A Strong Lagrangian Relaxation for General Discrete Choice Network Revenue Management

Published Papers
Kunnumkal, Sumit M., Talluri, Kalyan. (Forthcoming) "A Strong Lagrangian Relaxation for General Discrete Choice Network Revenue Management", Computational Optimization and Applications
Abstract:
The choice network revenue management (RM) model incorporates customer purchase behavior as customers purchasing products with certain probabilities that are a function of the offered assortment of products, and is the appropriate model for airline and hotel network revenue management, dynamic sales of bundles, and dynamic assortment optimization.
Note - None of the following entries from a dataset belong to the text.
PR #9572, opened 2020-07-15
Fix osu!catch dropping fruit appearing above the plate instead of behind

### LINKED ISSUE #7938: Falling fruits shouldn't be on a higher level than the catcher
https://streamable.com/n5bqb

**osu!lazer version:** 
2020.221.0

peppy:
- Closes https://github.com/ppy/osu/issues/7938

I was considering changing `ExplodingFruitTarget` to also user proxying, but turns out that's not what we want due to it no tracking the catcher position.

### DIFF
--- a/osu.Game.Rulesets.Catch/UI/Catcher.cs
+++ b/osu.Game.Rulesets.Catch/UI/Catcher.cs
@@ -46,6 +46,12 @@ namespace osu.Game.Rulesets.Catch.UI
 
         public Container ExplodingFruitTarget;
 
+        public Container<DrawableHitObject> CaughtFruitContainer { get; } = new Container<DrawableHitObject>
+        {
+            Anchor = Anchor.TopCentre,
+            Origin = Anchor.BottomCentre,
+        };
+
         [NotNull]
         private readonly Container trailsTarget;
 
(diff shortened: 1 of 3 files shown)


bdach:
Visually checked this, seems better.

Worth adding xmldoc to the new public members or no? I know that they are public mostly out of necessity but still. I could be convinced either way to be fair.

osu.Game.Rulesets.Catch/UI/Catcher.cs
```diff
@@ -46,6 +46,12 @@ public class Catcher : SkinReloadableDrawable, IKeyBindingHandler<CatchAction>
 
         public Container ExplodingFruitTarget;
 
+        public Container<DrawableHitObject> CaughtFruitContainer { get; } = new Container<DrawableHitObject>
```
smoogipoo, line 49: I'd have preferred these to be exposed via a `public Drawable CreateProxiedContent()` method instead, rather than exposing containers directly.

smoogipoo (changes requested):

osu.Game.Rulesets.Catch/UI/Catcher.cs
peppy: in catcherarea too?

smoogipoo: That one is probably okay since it's not a container.

peppy: so `CatcherArea.Catcher.CreateProxiedContent()`?

smoogipoo: Yeah, that looks fine.

smoogipoo (approved):

PR #9577, opened 2020-07-16
Add an exponent to the accuracy portion of score

smoogipoo:
Awards higher accuracy values exponentially more score. This is the same curve as ScoreV2.

### DIFF
--- a/osu.Game/Rulesets/Scoring/ScoreProcessor.cs
+++ b/osu.Game/Rulesets/Scoring/ScoreProcessor.cs
@@ -18,6 +18,7 @@ namespace osu.Game.Rulesets.Scoring
     {
         private const double base_portion = 0.3;
         private const double combo_portion = 0.7;
+        private const double accuracy_exponent = 10;
         private const double max_score = 1000000;
 
         /// <summary>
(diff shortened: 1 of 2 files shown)


osu.Game/Rulesets/Scoring/ScoreProcessor.cs
```diff
@@ -18,6 +18,7 @@ public class ScoreProcessor : JudgementProcessor
     {
         private const double base_portion = 0.3;
```
peppy, line 19: think we should rename this to `accuracy_portion`? not sure if it works better than "base"..

peppy (dismissed):

osu.Game/Rulesets/Scoring/ScoreProcessor.cs
smoogipoo: I was going to do that in the upcoming mania PR but can do it here if you'd rather that.

peppy: Either or.

smoogipoo:
Let's not do this for now because it feels bad, and change mania instead.

PR #9579, opened 2020-07-16
Fix storyboard video playback when not starting at beginning of beatmap

### LINKED ISSUE #9561: Videos starting at the middle of the beatmap don't load
Some beatmaps with video that starts at middle part of the beatmap doesn't load at all.

peppy:
- Closes https://github.com/ppy/osu/issues/9561

I started adding a test but it seems like we will need a test resource with video to make it work properly. Not sure I'm ready to put in the time required to make that work right now, maybe next regression?


smoogipoo (approved):
lgtm

Issue #8767, opened 2020-04-15
auto fail mod/customization options


iSimpFor:
this mod will force a fail to occur if the requirements are not met

the customization options are:
accuracy(if below, map is failed)
hp(if below, map is failed) 
a total amount/percentage of any judgement rating(if amount/percentage of not-best ratings is higher than threshold, map is failed or if amount/percentage of best ratings is lower than threshold, map is failed)

all options are disabled by default
an option to make a check on breaks or at the end of the map

these options can be put into customization box without the mod(meaning that the customization button will always be available to access these options)

doughn0:
Also, an option to fail if it is no longer possible to beat your highscore on the map with the current play.

enoslayd:
For mania (and maybe other modes as well), have at least x combo when finishing a beatmap (ex. 200 combo at the end to consider a pass)

Joehuu:
> Also, an option to fail if it is no longer possible to beat your highscore on the map with the current play.

Idea already in https://github.com/ppy/osu/issues/6642.

GSculerlor:
Looking into this one. Should it included on fun mod or can be included on same group with SD/PF? And also any idea about the name? Since I don't think "Auto Fail" is good name here

bdach:
I'm not sure all of these proposed mechanics should be one customisable mod; seems like the mod would be doing too much to give it a single intelligible name or purpose. splitting per proposed fail condition (i.e. something like *Score Challenge*, *Accuracy Challenge*) might fare better. those then could be combined if need be, I suppose.

genericthing:
maybe we should put these options into a new section called "challenge section" and also move sd/pf there

it's a section where you challenge yourself to do better after all so all those mods will fit

peppy:
New section sounds fine.

MitsukaiDokuro:
Shouldn't be a new mod. Would this implemented as Sudden Death mod options.

PR #9584, opened 2020-07-16
Introduce Health Challenge mod

GSculerlor:
First implementation from three proposed challenge mod (#8767). This also introduce new mod section called "Challenge" but for now it only contain this mod. This mod force you to fail if your HP below threshold at the end of the map. Overall it's ready to review, with some note below.

**Proof-of-Concept:** 
https://www.youtube.com/watch?v=_6l3ja-QFRo (skip to the end of the map to see the action)

**Note:**
Still not sure about how to check if the beatmap is complete or not by manually check on mod instead on processor (since bool `HasComplete` is updated after `ApplyResultInternal` so relying on `HasComplete` is no result).

Also for "check on break" proposal, it actually easy to check if it's break time or not (I proposed new mod interface, `IAppliedToBreakTracker` and pass `BreakTracker` to mod level) but can't find any sane approach to trigger fail outside `ApplyResultInternal`

### DIFF
--- a/osu.Game/Overlays/Mods/Sections/ChallengeSection.cs
+++ b/osu.Game/Overlays/Mods/Sections/ChallengeSection.cs
@@ -13,7 +13,7 @@ namespace osu.Game.Overlays.Mods.Sections
 
         public ChallengeSection()
         {
-            Header = @"Challenge";
+            Header = "Challenge";
         }
     }
 }
--- a/osu.Game/Overlays/Mods/Sections/ChallengeSection.cs
+++ b/osu.Game/Overlays/Mods/Sections/ChallengeSection.cs
@@ -1,0 +1,19 @@
+// Copyright (c) ppy Pty Ltd <contact@ppy.sh>. Licensed under the MIT Licence.
+// See the LICENCE file in the repository root for full licence text.
+
+using osu.Game.Rulesets.Mods;
+using osuTK.Input;
+
+namespace osu.Game.Overlays.Mods.Sections
+{
+    public class ChallengeSection : ModSection
+    {
+        protected override Key[] ToggleKeys => null;
+        public override ModType ModType => ModType.Challenge;
+
+        public ChallengeSection()
+        {
+            Header = @"Challenge";
+        }
+    }
+}
--- a/osu.Game/Rulesets/Mods/ModHealthChallenge.cs
+++ b/osu.Game/Rulesets/Mods/ModHealthChallenge.cs
@@ -15,7 +15,7 @@ namespace osu.Game.Rulesets.Mods
         public override string Description => "Keep your health above the target!";
 
         [SettingSource("Health Target", "Minimal percentage of health needed to pass.")]
-        public Bindable<double> HealthThreshold { get; } = new BindableDouble
+        public Bindable<double> MinimumHealth { get; } = new BindableDouble
         {
             Precision = 0.01,
             MinValue = 0.50,
@@ -24,7 +24,7 @@ namespace osu.Game.Rulesets.Mods
             Value = 0.96,
         };
 
-        public override string SettingDescription => $"{HealthThreshold.Value:0%}";
+        public override string SettingDescription => $"{MinimumHealth.Value:0%}";
 
         public void ApplyToHealthProcessor(HealthProcessor healthProcessor)
         {
--- a/osu.Game/Rulesets/Mods/ModHealthChallenge.cs
+++ b/osu.Game/Rulesets/Mods/ModHealthChallenge.cs
@@ -38,7 +38,7 @@ namespace osu.Game.Rulesets.Mods
 
             if (!allJudged) return false;
 
-            return result.HealthAtJudgement < HealthThreshold.Value;
+            return healthProcessor.Health.Value < MinimumHealth.Value;
         }
     }
 }
--- a/osu.Game/Rulesets/Mods/ModHealthChallenge.cs
+++ b/osu.Game/Rulesets/Mods/ModHealthChallenge.cs
@@ -1,0 +1,49 @@
+// Copyright (c) ppy Pty Ltd <contact@ppy.sh>. Licensed under the MIT Licence.
+// See the LICENCE file in the repository root for full licence text.
+
+using osu.Framework.Bindables;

The underlying stochastic dynamic program is intractable and even its certainty-equivalence approximation, in the form of a linear program called Choice Deterministic Linear Program ($CDLP$) is difficult to solve in most cases. The separation problem for $CDLP$ is NP-complete for MNL with just two segments when their consideration sets overlap. The affine approximation of the dynamic program is NP-complete for even a single-segment MNL. This is in contrast to the independent-class or perfect-segmentation case where even the piecewise-linear approximation has been shown to be tractable. In this paper we investigate the piecewise-linear approximation for network RM under a general discrete-choice model of demand. Furthermore, we show that the piecewise-linear approximation is polynomially-time solvable for a fixed consideration set size, solvable in fact as a linear program. Small consideration sets are a reasonable modeling tradeoff in many practical applications. Our solution relies on showing that for any discrete-choice model the separation problem for the linear program of the piecewise-linear approximation can be solved exactly by a Lagrangian relaxation. We give modeling extensions and show by numerical experiments the improvements from using piecewise-linear approximation functions.